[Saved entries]
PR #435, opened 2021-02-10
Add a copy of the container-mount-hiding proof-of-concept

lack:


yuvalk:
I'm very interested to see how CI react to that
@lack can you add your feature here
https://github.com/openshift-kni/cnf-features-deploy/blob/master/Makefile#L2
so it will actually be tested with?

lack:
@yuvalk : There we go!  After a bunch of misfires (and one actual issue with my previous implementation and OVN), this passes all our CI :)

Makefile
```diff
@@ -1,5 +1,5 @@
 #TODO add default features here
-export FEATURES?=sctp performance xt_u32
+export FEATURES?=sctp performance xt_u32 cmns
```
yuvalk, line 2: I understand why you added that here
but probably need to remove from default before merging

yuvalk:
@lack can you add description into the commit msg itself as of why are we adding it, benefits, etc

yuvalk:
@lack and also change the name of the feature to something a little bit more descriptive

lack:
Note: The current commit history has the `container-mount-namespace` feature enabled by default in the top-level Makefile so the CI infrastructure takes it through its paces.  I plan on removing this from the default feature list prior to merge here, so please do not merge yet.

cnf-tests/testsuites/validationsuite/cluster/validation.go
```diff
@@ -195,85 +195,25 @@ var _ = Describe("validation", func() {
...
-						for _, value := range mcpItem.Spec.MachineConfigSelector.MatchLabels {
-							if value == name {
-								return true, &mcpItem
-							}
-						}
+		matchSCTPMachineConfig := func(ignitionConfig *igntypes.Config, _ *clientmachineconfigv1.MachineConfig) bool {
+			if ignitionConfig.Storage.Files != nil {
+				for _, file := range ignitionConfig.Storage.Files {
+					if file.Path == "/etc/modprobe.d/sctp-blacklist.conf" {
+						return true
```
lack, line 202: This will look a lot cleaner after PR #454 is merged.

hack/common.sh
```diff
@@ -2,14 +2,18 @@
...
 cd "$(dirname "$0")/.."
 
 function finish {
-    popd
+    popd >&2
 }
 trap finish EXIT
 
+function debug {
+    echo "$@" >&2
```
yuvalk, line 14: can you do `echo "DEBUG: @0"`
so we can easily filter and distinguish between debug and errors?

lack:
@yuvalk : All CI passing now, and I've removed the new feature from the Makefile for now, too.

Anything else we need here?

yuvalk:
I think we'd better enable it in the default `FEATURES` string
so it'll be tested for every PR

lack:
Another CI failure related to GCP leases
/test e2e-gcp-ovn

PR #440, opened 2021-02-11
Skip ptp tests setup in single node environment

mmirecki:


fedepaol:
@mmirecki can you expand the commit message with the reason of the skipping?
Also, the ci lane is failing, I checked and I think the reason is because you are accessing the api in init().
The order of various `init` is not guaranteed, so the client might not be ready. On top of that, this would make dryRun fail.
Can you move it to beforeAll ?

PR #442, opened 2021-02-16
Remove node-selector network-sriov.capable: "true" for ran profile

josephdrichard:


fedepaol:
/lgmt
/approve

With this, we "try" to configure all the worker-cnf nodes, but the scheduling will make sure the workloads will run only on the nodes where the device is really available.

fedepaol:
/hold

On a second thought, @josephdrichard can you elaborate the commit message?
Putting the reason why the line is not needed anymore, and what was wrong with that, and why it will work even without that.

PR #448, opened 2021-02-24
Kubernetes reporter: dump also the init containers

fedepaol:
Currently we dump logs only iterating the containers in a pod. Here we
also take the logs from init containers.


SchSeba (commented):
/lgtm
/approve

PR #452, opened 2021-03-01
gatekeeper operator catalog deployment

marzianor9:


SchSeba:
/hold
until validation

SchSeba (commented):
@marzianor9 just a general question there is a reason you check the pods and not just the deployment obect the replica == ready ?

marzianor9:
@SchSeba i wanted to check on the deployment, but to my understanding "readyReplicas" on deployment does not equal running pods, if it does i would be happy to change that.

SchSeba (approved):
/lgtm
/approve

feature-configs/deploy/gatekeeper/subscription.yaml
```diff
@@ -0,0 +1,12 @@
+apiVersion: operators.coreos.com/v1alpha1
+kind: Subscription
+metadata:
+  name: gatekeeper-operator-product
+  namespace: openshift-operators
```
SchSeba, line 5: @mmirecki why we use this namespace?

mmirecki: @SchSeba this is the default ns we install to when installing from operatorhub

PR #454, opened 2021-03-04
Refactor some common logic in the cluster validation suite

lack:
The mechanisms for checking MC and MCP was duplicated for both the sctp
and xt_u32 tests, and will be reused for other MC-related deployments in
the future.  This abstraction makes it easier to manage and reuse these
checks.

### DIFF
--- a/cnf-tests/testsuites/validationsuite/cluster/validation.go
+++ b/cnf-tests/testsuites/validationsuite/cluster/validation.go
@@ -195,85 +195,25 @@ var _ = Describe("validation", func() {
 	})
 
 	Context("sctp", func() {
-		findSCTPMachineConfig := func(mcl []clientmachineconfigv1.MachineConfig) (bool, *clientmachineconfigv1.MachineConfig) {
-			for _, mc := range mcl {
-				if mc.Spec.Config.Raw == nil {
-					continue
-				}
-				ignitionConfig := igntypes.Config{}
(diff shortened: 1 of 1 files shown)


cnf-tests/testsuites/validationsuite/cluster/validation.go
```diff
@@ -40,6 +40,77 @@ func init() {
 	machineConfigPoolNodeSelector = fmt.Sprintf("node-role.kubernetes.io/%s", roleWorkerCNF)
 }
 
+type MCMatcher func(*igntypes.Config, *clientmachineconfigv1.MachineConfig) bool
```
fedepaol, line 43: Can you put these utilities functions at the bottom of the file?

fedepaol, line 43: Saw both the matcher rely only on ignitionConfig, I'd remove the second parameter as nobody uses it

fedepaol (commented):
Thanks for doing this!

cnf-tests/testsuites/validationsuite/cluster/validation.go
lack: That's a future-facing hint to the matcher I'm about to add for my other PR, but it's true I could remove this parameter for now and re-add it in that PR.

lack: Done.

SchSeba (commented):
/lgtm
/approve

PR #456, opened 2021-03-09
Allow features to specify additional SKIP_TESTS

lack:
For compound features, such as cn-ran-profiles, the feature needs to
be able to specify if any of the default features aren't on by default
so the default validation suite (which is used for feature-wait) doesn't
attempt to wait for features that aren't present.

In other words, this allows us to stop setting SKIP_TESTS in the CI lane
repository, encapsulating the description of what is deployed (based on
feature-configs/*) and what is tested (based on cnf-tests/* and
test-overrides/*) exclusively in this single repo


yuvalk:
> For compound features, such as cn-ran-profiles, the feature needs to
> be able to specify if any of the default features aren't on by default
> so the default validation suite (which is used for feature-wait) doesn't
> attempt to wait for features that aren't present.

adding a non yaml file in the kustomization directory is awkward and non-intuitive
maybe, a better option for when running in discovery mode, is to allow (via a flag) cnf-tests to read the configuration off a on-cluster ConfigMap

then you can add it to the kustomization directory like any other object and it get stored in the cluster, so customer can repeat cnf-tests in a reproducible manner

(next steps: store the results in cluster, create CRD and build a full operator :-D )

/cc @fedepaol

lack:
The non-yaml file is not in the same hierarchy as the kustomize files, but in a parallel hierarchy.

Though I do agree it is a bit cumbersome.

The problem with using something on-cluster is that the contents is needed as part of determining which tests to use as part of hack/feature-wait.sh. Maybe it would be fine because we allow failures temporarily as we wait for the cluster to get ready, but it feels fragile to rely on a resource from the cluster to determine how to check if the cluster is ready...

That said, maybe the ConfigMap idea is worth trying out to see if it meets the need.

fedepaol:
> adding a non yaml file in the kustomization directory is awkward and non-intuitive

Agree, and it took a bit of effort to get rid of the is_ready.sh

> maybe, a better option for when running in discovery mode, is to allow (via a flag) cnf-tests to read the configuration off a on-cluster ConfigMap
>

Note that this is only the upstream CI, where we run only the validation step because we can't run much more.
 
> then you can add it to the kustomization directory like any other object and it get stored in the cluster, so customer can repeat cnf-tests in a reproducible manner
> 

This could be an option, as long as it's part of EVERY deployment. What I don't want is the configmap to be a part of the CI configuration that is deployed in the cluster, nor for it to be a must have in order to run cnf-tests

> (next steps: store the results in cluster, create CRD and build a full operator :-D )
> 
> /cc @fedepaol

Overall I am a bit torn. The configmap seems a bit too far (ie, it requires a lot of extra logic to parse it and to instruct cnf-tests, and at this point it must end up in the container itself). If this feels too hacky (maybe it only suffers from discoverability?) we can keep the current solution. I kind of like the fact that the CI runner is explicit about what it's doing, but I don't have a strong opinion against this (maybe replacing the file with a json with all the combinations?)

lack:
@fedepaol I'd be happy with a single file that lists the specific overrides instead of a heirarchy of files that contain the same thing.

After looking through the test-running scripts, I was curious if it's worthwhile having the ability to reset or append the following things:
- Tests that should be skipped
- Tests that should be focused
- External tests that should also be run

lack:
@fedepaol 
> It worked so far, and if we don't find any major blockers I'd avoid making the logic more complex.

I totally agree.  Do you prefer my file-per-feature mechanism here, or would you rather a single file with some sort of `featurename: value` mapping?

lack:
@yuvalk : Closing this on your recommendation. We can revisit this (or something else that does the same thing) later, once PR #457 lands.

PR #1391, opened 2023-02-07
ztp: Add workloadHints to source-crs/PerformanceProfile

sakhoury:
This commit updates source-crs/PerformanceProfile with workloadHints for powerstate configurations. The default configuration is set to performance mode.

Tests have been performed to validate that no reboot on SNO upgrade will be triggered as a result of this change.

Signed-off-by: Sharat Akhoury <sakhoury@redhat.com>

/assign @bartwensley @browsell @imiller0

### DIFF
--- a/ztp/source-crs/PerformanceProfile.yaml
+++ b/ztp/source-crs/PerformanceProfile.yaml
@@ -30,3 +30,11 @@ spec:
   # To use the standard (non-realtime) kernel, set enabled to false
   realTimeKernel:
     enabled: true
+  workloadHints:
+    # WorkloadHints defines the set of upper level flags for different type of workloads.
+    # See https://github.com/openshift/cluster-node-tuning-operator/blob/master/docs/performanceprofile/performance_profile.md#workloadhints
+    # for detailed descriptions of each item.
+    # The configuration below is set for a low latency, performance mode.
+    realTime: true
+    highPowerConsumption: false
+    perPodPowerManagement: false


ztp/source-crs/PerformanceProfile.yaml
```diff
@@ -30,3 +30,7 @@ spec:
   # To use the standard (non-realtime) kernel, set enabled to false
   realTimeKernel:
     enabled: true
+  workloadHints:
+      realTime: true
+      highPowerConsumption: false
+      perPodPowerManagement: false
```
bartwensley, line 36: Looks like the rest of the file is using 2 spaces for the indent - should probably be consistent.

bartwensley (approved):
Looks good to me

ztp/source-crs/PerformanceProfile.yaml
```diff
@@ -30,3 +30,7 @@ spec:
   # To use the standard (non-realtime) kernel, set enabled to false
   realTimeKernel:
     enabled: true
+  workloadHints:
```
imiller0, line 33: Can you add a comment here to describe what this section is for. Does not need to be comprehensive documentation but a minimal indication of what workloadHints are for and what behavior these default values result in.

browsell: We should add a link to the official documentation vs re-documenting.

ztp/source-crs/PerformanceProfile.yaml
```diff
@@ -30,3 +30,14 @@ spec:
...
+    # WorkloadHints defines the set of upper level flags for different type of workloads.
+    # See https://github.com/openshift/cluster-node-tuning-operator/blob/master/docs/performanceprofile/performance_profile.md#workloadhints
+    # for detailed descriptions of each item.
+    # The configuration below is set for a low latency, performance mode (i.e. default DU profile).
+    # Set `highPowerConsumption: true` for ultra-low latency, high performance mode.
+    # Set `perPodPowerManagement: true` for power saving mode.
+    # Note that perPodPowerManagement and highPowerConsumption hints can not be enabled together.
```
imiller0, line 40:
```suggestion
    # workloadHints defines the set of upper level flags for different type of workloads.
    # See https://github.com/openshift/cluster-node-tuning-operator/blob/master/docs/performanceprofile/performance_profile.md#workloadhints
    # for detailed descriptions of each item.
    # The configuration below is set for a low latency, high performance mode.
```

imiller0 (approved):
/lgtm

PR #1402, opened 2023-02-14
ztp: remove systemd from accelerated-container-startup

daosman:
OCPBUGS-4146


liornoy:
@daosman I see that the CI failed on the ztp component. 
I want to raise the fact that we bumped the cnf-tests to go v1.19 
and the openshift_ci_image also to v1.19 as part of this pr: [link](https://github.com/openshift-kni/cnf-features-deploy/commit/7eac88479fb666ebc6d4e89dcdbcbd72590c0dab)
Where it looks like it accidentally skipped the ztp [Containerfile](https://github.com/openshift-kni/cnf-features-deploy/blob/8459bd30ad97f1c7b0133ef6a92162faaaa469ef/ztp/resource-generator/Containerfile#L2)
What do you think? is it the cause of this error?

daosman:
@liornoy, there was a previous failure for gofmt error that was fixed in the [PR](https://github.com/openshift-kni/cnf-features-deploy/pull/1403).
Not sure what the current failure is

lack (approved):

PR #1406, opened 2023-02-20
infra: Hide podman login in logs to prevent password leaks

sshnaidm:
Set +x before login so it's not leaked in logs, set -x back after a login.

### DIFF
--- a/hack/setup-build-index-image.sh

* **Problem to work on**: In the entries, find every line holding "doesn" and copy it.

* **Exercise output**:
so the default validation suite (which is used for feature-wait) doesn't
> so the default validation suite (which is used for feature-wait) doesn't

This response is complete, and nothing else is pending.